--- START ---

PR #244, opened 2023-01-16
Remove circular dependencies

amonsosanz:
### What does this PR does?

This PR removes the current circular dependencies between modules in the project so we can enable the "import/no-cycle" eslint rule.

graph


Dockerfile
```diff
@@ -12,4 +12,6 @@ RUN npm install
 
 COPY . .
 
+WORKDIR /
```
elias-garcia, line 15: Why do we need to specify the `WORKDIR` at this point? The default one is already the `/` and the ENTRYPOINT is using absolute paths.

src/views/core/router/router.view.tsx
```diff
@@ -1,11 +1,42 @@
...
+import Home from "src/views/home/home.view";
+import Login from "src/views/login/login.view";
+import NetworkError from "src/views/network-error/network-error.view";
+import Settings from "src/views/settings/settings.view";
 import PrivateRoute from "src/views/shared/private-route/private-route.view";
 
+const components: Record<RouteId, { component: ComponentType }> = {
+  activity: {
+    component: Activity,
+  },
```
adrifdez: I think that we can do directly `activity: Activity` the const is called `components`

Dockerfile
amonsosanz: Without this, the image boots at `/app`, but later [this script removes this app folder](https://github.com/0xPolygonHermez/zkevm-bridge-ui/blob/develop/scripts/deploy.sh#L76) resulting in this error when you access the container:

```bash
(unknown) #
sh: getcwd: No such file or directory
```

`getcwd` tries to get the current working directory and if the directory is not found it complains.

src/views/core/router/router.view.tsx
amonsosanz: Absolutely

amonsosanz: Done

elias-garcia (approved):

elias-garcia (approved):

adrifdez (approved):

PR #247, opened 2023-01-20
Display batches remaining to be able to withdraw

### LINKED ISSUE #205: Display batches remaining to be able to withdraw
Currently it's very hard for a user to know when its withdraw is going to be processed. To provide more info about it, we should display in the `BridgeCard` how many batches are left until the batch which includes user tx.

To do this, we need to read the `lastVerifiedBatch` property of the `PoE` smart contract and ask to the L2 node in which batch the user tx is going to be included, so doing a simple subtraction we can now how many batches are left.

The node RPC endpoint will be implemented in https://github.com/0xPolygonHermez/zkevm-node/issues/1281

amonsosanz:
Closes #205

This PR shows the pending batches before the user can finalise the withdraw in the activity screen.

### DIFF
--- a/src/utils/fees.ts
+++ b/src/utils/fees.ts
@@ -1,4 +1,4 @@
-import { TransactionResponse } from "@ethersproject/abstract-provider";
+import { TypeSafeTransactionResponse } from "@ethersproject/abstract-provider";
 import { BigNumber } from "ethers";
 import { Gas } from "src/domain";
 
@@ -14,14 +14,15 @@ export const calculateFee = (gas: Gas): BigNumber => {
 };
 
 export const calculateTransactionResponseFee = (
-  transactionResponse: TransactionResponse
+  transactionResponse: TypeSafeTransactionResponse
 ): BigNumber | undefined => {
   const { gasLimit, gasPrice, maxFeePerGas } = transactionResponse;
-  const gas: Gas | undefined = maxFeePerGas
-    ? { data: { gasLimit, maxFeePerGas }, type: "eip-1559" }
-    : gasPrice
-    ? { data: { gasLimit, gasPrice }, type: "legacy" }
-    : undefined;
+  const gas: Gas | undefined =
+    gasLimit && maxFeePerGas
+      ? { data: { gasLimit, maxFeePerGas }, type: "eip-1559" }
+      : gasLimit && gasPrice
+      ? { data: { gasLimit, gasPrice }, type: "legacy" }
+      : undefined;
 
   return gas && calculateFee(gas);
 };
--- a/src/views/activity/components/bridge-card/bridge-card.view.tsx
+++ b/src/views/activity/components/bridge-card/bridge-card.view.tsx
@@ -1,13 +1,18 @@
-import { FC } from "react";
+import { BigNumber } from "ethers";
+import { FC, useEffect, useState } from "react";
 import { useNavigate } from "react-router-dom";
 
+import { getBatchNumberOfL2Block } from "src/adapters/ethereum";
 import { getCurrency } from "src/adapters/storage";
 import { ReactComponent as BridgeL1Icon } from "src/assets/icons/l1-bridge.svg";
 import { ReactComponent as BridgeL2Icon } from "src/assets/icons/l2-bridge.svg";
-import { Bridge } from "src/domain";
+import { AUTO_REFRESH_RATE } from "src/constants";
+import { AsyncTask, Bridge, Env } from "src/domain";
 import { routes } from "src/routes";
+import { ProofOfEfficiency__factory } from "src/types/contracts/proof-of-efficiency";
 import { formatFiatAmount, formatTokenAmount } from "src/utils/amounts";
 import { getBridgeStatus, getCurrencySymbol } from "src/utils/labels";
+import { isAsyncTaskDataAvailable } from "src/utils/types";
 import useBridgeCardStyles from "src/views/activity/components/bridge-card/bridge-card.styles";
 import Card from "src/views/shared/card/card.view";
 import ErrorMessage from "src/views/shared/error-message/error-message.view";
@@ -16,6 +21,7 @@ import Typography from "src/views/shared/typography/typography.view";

--- END ---

• PROBLEM
Every line of the listing should be given again exactly.

• RESPONSE BOX
PR #244, opened 2023-01-16
Remove circular dependencies

amonsosanz:
### What does this PR does?

This PR removes the current circular dependencies between modules in the project so we can enable the "import/no-cycle" eslint rule.

graph


Dockerfile
```diff
@@ -12,4 +12,6 @@ RUN npm install
 
 COPY . .
 
+WORKDIR /
```
elias-garcia, line 15: Why do we need to specify the `WORKDIR` at this point? The default one is already the `/` and the ENTRYPOINT is using absolute paths.

src/views/core/router/router.view.tsx
```diff
@@ -1,11 +1,42 @@
...
+import Home from "src/views/home/home.view";
+import Login from "src/views/login/login.view";
+import NetworkError from "src/views/network-error/network-error.view";
+import Settings from "src/views/settings/settings.view";
 import PrivateRoute from "src/views/shared/private-route/private-route.view";
 
+const components: Record<RouteId, { component: ComponentType }> = {
+  activity: {
+    component: Activity,
+  },
```
adrifdez: I think that we can do directly `activity: Activity` the const is called `components`

Dockerfile
amonsosanz: Without this, the image boots at `/app`, but later [this script removes this app folder](https://github.com/0xPolygonHermez/zkevm-bridge-ui/blob/develop/scripts/deploy.sh#L76) resulting in this error when you access the container:

```bash
(unknown) #
sh: getcwd: No such file or directory
```

`getcwd` tries to get the current working directory and if the directory is not found it complains.

src/views/core/router/router.view.tsx
amonsosanz: Absolutely

amonsosanz: Done

elias-garcia (approved):

elias-garcia (approved):

adrifdez (approved):

PR #247, opened 2023-01-20
Display batches remaining to be able to withdraw

### LINKED ISSUE #205: Display batches remaining to be able to withdraw
Currently it's very hard for a user to know when its withdraw is going to be processed. To provide more info about it, we should display in the `BridgeCard` how many batches are left until the batch which includes user tx.

To do this, we need to read the `lastVerifiedBatch` property of the `PoE` smart contract and ask to the L2 node in which batch the user tx is going to be included, so doing a simple subtraction we can now how many batches are left.

The node RPC endpoint will be implemented in https://github.com/0xPolygonHermez/zkevm-node/issues/1281

amonsosanz:
Closes #205

This PR shows the pending batches before the user can finalise the withdraw in the activity screen.

### DIFF
--- a/src/utils/fees.ts
+++ b/src/utils/fees.ts
@@ -1,4 +1,4 @@
-import { TransactionResponse } from "@ethersproject/abstract-provider";
+import { TypeSafeTransactionResponse } from "@ethersproject/abstract-provider";
 import { BigNumber } from "ethers";
 import { Gas } from "src/domain";
 
@@ -14,14 +14,15 @@ export const calculateFee = (gas: Gas): BigNumber => {
 };
 
 export const calculateTransactionResponseFee = (
-  transactionResponse: TransactionResponse
+  transactionResponse: TypeSafeTransactionResponse
 ): BigNumber | undefined => {
   const { gasLimit, gasPrice, maxFeePerGas } = transactionResponse;
-  const gas: Gas | undefined = maxFeePerGas
-    ? { data: { gasLimit, maxFeePerGas }, type: "eip-1559" }
-    : gasPrice
-    ? { data: { gasLimit, gasPrice }, type: "legacy" }
-    : undefined;
+  const gas: Gas | undefined =
+    gasLimit && maxFeePerGas
+      ? { data: { gasLimit, maxFeePerGas }, type: "eip-1559" }
+      : gasLimit && gasPrice
+      ? { data: { gasLimit, gasPrice }, type: "legacy" }
+      : undefined;
 
   return gas && calculateFee(gas);
 };
--- a/src/views/activity/components/bridge-card/bridge-card.view.tsx
+++ b/src/views/activity/components/bridge-card/bridge-card.view.tsx
@@ -1,13 +1,18 @@
-import { FC } from "react";
+import { BigNumber } from "ethers";
+import { FC, useEffect, useState } from "react";
 import { useNavigate } from "react-router-dom";
 
+import { getBatchNumberOfL2Block } from "src/adapters/ethereum";
 import { getCurrency } from "src/adapters/storage";
 import { ReactComponent as BridgeL1Icon } from "src/assets/icons/l1-bridge.svg";
 import { ReactComponent as BridgeL2Icon } from "src/assets/icons/l2-bridge.svg";
-import { Bridge } from "src/domain";
+import { AUTO_REFRESH_RATE } from "src/constants";
+import { AsyncTask, Bridge, Env } from "src/domain";
 import { routes } from "src/routes";
+import { ProofOfEfficiency__factory } from "src/types/contracts/proof-of-efficiency";
 import { formatFiatAmount, formatTokenAmount } from "src/utils/amounts";
 import { getBridgeStatus, getCurrencySymbol } from "src/utils/labels";
+import { isAsyncTaskDataAvailable } from "src/utils/types";
 import useBridgeCardStyles from "src/views/activity/components/bridge-card/bridge-card.styles";
 import Card from "src/views/shared/card/card.view";
 import ErrorMessage from "src/views/shared/error-message/error-message.view";
@@ -16,6 +21,7 @@ import Typography from "src/views/shared/typography/typography.view";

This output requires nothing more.